■ YOUR INSTRUCTIONS
Reproduce, exactly, the lines of the material below from the line containing "PR #337, opened 2016-01-19" through the line containing "--- a/src/components/application_manager/src/message_helper.cc", with both end lines included and nothing else.

--- INPUT DATA Enclosed Below ---

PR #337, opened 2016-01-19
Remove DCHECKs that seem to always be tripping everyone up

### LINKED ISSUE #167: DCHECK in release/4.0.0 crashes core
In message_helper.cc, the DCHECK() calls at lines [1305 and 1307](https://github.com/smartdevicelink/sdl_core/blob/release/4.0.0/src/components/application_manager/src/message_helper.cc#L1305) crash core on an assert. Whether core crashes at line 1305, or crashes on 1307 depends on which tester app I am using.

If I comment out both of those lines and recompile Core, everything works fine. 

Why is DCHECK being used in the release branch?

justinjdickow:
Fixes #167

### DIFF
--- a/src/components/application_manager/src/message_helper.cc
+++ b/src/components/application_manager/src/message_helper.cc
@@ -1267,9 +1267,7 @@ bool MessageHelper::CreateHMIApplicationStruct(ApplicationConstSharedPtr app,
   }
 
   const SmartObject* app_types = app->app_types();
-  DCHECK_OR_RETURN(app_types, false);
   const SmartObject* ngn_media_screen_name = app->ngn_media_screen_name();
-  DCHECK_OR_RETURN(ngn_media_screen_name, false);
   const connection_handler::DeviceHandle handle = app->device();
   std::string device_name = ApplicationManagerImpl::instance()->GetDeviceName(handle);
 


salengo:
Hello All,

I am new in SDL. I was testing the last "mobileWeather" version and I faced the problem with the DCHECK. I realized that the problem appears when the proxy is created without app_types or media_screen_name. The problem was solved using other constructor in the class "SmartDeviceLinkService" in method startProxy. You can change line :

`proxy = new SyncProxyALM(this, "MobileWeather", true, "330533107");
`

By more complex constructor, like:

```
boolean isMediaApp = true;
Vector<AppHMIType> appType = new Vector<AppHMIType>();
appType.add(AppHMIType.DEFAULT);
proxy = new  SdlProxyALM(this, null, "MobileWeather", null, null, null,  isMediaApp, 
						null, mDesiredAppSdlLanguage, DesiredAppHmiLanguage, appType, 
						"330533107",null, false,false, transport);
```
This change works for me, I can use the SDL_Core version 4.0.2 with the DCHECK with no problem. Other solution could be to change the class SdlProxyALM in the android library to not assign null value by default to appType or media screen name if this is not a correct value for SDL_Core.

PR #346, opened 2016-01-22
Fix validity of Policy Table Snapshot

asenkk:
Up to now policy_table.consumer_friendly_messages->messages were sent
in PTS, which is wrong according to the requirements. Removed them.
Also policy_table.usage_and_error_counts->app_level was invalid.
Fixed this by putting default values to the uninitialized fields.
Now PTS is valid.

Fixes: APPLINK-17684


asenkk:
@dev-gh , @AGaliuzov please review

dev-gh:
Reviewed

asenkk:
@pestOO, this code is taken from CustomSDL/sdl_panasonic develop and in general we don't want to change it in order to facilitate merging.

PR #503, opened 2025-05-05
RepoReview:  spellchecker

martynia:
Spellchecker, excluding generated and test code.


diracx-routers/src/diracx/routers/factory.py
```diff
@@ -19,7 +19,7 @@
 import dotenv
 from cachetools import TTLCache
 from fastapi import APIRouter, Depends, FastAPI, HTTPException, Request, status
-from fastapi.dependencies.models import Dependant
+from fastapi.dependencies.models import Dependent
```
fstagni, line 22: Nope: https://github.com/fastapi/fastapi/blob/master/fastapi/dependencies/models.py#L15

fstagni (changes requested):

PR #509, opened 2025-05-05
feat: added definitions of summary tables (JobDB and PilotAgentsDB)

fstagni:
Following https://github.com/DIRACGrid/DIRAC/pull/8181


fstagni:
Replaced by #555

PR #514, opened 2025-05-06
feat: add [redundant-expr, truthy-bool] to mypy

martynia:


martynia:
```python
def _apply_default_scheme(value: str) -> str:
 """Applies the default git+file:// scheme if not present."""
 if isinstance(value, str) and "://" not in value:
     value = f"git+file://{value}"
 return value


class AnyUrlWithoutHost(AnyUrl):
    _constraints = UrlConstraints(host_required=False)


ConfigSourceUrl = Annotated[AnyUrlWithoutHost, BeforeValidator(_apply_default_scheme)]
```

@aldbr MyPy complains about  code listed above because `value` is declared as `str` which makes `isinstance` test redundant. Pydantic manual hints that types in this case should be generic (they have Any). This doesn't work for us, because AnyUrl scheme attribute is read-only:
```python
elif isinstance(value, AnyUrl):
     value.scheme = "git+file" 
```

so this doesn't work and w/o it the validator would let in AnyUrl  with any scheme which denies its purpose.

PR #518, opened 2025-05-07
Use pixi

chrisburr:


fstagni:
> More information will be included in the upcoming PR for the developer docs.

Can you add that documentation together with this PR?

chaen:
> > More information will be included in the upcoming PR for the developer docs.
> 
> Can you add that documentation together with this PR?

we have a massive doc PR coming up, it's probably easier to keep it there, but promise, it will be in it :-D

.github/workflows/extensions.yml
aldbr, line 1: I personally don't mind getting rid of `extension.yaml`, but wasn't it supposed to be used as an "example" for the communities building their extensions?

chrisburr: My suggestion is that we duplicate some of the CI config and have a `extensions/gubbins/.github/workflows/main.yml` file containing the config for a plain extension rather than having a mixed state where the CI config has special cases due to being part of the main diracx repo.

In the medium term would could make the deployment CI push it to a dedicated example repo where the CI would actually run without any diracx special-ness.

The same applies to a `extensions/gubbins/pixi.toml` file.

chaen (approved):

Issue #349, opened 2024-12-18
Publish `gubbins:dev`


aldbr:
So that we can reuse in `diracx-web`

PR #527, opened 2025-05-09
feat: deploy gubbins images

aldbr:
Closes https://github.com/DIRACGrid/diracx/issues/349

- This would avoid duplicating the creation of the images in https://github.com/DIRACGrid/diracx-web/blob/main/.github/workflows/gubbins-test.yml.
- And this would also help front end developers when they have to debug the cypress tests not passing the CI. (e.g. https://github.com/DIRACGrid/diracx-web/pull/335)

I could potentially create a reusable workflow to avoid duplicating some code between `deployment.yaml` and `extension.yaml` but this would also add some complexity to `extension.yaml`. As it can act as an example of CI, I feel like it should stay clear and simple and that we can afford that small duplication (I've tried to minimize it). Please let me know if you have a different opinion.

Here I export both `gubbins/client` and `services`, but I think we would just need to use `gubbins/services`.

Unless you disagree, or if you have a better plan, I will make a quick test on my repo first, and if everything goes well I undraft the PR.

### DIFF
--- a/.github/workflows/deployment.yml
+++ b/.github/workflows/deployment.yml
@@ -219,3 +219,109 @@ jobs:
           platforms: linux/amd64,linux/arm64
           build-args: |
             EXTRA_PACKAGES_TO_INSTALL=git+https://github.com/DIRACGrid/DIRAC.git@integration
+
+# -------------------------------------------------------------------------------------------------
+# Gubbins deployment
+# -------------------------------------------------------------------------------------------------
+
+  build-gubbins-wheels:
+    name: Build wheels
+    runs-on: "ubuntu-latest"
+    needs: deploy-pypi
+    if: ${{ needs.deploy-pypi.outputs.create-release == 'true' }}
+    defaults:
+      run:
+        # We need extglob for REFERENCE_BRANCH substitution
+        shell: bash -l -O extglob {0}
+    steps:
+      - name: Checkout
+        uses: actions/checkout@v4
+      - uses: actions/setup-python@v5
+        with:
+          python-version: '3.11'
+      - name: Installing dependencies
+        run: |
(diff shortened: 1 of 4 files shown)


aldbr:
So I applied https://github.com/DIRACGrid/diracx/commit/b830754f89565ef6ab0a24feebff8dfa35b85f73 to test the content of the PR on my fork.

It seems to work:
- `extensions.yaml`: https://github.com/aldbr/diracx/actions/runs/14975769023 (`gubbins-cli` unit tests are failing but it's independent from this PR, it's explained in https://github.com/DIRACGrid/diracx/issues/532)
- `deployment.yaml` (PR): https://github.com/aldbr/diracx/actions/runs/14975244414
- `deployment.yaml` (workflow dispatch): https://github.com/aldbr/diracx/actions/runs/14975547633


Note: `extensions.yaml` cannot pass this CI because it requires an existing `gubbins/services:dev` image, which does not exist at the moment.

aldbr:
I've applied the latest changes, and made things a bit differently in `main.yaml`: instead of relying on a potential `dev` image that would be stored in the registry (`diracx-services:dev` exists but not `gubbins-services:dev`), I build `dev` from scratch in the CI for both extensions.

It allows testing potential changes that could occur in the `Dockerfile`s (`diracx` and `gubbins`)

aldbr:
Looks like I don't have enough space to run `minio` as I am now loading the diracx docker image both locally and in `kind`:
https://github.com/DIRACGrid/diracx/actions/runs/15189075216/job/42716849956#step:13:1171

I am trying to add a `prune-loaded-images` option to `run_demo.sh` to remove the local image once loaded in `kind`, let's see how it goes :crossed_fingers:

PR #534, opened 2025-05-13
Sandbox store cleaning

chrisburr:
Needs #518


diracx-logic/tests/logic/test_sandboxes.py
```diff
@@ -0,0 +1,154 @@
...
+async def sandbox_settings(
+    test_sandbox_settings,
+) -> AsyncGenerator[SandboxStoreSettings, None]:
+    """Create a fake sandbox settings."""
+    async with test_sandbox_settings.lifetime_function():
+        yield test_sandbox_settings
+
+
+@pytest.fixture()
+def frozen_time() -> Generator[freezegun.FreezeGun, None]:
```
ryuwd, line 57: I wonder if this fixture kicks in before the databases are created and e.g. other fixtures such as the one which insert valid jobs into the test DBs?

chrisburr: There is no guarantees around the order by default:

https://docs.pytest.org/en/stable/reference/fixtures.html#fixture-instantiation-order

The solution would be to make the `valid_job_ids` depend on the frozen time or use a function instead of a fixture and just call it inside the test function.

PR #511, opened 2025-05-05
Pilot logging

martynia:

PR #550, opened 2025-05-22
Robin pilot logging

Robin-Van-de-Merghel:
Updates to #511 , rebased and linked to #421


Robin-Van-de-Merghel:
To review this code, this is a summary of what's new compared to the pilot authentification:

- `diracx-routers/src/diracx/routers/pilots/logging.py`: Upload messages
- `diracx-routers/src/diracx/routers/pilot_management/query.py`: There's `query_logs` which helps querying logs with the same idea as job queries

--- End of Enclosed INPUT DATA ---
--- INPUT DATA Enclosed Below ---

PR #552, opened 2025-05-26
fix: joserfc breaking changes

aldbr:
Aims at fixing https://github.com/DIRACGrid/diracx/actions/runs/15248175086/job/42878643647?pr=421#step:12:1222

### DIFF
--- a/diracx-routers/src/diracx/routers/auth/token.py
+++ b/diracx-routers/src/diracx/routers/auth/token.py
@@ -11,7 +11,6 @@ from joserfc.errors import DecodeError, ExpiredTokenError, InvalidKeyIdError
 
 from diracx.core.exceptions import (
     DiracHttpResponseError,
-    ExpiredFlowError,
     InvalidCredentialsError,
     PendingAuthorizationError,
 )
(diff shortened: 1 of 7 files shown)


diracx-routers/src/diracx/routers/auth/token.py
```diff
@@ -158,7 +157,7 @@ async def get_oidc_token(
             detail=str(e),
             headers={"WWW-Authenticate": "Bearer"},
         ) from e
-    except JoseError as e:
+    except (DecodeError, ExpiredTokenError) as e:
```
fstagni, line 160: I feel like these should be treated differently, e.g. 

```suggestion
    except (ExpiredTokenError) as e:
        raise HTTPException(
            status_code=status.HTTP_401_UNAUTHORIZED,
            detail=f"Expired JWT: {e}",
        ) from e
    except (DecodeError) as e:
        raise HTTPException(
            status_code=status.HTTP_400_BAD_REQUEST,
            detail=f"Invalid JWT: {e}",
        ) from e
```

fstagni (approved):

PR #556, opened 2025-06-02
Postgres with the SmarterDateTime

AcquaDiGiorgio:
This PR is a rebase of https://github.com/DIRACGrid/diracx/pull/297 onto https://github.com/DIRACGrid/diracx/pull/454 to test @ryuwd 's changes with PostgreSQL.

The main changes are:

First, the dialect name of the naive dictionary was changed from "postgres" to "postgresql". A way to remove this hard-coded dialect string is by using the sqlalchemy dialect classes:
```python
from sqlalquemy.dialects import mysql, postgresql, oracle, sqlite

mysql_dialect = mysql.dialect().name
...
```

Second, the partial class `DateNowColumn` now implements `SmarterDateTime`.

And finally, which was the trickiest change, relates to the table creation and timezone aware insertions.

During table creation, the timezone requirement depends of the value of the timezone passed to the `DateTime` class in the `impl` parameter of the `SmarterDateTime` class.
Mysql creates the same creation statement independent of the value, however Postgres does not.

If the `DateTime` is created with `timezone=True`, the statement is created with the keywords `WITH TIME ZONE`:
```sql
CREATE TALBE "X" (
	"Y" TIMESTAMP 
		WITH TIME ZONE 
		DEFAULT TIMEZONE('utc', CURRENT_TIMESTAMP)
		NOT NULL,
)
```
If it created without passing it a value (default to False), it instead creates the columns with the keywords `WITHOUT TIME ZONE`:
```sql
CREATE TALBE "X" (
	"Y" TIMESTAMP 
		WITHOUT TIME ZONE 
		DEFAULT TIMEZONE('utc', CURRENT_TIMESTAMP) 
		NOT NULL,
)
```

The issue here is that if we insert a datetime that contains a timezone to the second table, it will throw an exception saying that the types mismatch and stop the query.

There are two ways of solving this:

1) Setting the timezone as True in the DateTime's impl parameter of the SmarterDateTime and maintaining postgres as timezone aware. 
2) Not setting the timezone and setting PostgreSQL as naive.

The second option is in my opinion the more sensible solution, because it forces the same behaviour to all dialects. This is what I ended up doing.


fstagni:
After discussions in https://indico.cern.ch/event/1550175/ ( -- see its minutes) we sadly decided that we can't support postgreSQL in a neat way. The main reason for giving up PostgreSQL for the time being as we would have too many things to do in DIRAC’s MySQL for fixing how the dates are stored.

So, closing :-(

--- End of Enclosed INPUT DATA ---
--- INPUT DATA Enclosed Below ---

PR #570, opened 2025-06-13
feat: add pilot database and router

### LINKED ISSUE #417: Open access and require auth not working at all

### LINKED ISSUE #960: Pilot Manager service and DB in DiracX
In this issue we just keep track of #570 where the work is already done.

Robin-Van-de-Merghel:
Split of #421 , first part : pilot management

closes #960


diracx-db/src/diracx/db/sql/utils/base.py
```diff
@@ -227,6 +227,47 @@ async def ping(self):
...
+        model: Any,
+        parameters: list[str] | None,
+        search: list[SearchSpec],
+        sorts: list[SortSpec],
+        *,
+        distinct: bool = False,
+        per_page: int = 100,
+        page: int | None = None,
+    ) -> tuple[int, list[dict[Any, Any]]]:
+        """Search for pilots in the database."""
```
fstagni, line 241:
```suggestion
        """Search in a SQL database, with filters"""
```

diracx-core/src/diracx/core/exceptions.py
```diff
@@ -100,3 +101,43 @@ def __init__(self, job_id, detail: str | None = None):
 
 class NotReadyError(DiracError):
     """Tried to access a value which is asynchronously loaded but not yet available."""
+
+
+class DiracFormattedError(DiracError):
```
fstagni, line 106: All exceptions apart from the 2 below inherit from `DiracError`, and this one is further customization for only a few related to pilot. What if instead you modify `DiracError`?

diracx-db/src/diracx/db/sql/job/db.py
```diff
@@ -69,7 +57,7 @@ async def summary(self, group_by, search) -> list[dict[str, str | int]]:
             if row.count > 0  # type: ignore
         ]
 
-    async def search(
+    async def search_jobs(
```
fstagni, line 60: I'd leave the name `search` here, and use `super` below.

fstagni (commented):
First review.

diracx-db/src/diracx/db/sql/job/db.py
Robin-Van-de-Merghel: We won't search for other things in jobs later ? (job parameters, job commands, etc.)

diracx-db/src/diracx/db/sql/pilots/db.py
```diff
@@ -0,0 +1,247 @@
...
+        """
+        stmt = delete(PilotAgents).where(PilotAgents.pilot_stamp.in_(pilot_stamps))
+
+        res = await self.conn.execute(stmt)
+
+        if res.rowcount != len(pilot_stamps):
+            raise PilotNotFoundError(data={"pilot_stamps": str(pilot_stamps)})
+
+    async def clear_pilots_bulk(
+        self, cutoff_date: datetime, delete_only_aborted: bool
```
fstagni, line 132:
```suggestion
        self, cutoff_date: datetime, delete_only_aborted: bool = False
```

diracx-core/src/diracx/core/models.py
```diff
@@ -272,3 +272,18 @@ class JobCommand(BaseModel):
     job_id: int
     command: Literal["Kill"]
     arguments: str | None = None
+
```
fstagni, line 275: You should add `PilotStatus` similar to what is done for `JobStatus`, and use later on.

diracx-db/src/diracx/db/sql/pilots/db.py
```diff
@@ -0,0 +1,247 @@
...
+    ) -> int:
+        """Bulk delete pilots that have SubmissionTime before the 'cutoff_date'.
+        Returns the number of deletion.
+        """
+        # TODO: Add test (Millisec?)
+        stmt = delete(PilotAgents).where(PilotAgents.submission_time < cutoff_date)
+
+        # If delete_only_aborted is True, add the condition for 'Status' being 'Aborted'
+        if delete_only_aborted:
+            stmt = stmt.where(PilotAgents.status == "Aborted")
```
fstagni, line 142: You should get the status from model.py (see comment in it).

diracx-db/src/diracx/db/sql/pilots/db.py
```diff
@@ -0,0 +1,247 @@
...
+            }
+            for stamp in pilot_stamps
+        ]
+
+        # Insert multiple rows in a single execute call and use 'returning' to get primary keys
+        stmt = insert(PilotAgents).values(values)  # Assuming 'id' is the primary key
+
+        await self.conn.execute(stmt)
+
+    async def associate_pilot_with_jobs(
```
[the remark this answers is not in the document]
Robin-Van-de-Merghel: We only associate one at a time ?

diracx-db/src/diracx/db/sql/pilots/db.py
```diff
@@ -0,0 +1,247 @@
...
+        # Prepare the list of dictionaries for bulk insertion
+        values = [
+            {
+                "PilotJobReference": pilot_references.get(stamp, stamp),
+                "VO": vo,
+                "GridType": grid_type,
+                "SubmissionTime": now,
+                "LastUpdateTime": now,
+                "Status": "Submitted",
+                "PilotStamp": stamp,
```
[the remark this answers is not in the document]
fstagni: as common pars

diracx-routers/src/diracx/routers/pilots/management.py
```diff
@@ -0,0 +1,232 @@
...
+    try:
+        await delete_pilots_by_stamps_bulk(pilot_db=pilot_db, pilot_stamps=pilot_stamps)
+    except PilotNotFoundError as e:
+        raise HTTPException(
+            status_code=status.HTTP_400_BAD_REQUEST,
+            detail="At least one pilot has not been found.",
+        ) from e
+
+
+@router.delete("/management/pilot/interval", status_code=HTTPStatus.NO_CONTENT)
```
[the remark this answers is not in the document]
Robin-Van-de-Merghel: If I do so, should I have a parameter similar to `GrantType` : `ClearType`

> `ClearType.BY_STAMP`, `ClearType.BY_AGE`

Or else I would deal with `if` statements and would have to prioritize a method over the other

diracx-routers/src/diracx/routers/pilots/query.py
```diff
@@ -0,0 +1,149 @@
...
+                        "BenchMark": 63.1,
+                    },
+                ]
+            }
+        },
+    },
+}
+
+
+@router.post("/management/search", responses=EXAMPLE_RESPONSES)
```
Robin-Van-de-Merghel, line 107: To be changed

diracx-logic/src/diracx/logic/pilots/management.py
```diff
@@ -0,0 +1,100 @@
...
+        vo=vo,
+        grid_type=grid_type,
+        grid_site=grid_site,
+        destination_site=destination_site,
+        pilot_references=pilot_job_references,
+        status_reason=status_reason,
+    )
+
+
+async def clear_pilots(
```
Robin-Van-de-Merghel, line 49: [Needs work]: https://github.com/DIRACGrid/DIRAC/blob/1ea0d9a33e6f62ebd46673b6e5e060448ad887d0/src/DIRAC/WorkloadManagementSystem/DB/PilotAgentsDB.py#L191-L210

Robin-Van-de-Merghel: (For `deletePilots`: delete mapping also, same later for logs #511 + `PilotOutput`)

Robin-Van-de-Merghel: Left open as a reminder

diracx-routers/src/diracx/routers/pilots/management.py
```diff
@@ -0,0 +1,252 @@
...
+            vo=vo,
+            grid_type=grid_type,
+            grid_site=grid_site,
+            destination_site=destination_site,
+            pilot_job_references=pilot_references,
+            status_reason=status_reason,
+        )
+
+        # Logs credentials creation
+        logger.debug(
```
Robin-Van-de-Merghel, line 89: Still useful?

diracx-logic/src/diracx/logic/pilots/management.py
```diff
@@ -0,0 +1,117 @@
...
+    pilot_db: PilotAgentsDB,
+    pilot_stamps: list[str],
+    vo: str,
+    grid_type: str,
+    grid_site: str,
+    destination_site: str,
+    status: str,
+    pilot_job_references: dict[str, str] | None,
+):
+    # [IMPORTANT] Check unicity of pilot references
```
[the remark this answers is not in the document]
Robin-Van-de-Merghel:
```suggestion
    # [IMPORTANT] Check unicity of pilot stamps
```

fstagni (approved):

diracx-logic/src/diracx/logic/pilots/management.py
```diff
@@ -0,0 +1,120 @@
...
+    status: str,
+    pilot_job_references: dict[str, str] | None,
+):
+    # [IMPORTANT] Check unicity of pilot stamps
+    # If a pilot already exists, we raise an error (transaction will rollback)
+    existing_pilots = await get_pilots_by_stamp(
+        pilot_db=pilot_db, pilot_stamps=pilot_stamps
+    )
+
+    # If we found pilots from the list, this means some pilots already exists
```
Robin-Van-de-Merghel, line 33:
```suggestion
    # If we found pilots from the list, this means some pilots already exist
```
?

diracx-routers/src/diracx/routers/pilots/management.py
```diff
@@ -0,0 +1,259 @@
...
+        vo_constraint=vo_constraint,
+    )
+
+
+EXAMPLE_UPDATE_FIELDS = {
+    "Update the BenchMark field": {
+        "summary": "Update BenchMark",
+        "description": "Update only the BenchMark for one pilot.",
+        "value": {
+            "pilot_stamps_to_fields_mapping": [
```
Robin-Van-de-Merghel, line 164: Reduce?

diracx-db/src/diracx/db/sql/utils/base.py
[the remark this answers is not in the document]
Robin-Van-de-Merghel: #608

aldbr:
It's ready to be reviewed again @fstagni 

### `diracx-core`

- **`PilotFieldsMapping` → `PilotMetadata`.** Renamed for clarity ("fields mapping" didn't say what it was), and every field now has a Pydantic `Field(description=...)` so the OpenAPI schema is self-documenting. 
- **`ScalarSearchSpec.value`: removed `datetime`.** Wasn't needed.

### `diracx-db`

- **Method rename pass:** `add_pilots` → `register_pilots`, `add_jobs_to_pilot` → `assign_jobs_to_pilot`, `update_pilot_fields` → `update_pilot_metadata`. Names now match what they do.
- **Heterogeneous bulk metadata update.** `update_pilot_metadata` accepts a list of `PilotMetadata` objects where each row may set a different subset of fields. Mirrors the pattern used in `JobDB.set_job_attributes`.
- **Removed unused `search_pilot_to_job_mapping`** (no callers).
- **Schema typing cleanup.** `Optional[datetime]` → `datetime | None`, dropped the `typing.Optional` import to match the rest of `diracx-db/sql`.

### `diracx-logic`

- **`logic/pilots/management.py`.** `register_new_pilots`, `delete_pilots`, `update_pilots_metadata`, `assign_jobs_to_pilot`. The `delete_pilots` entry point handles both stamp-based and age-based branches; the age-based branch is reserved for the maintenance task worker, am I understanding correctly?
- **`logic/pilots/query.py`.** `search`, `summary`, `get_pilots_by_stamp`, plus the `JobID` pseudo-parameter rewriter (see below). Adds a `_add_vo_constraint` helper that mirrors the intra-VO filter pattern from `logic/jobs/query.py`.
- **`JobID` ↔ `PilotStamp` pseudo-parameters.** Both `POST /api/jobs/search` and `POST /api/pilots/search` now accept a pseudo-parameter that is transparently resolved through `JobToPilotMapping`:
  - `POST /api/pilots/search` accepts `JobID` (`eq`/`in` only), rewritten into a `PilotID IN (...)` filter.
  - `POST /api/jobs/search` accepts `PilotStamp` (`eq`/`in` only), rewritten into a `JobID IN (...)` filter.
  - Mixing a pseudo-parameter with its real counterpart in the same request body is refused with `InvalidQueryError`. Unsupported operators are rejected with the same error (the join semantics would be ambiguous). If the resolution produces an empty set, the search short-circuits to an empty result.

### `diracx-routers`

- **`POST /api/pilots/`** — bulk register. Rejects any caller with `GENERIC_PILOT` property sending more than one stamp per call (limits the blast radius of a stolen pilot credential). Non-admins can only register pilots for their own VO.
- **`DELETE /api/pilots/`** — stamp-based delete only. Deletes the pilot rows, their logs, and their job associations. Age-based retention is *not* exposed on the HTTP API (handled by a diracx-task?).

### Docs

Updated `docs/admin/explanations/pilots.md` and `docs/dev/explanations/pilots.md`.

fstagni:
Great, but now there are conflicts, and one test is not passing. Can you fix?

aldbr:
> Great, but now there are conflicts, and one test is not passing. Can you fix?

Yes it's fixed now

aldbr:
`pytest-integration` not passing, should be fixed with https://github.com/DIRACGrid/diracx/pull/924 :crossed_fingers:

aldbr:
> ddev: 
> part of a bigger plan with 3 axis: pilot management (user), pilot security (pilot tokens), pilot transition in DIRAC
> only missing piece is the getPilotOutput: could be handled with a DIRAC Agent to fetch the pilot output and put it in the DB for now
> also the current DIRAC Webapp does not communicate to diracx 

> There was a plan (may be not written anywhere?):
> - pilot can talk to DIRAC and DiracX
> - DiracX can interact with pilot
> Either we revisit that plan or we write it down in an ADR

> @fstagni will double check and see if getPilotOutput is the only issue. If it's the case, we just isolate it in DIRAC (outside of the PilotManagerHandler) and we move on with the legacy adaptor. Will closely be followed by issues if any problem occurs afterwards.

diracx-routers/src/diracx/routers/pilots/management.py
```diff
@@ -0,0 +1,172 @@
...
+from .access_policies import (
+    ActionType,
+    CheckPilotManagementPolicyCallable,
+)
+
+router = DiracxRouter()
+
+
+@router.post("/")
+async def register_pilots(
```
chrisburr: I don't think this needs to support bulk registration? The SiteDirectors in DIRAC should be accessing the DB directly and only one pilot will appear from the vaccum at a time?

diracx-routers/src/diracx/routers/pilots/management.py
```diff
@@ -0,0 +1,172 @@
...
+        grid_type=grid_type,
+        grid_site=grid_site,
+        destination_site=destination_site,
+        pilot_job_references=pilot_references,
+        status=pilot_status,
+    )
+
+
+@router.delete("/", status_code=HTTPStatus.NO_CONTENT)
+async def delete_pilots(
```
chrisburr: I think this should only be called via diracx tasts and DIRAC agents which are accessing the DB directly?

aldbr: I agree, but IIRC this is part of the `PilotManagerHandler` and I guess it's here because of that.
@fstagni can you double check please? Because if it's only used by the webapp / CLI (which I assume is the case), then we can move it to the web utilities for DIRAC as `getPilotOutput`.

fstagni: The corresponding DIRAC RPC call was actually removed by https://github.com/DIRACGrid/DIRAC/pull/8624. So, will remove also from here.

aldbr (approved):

--- End of Enclosed INPUT DATA ---

■ ANSWER SECTION
PR #337, opened 2016-01-19
Remove DCHECKs that seem to always be tripping everyone up

### LINKED ISSUE #167: DCHECK in release/4.0.0 crashes core
In message_helper.cc, the DCHECK() calls at lines [1305 and 1307](https://github.com/smartdevicelink/sdl_core/blob/release/4.0.0/src/components/application_manager/src/message_helper.cc#L1305) crash core on an assert. Whether core crashes at line 1305, or crashes on 1307 depends on which tester app I am using.

If I comment out both of those lines and recompile Core, everything works fine. 

Why is DCHECK being used in the release branch?

justinjdickow:
Fixes #167

### DIFF
--- a/src/components/application_manager/src/message_helper.cc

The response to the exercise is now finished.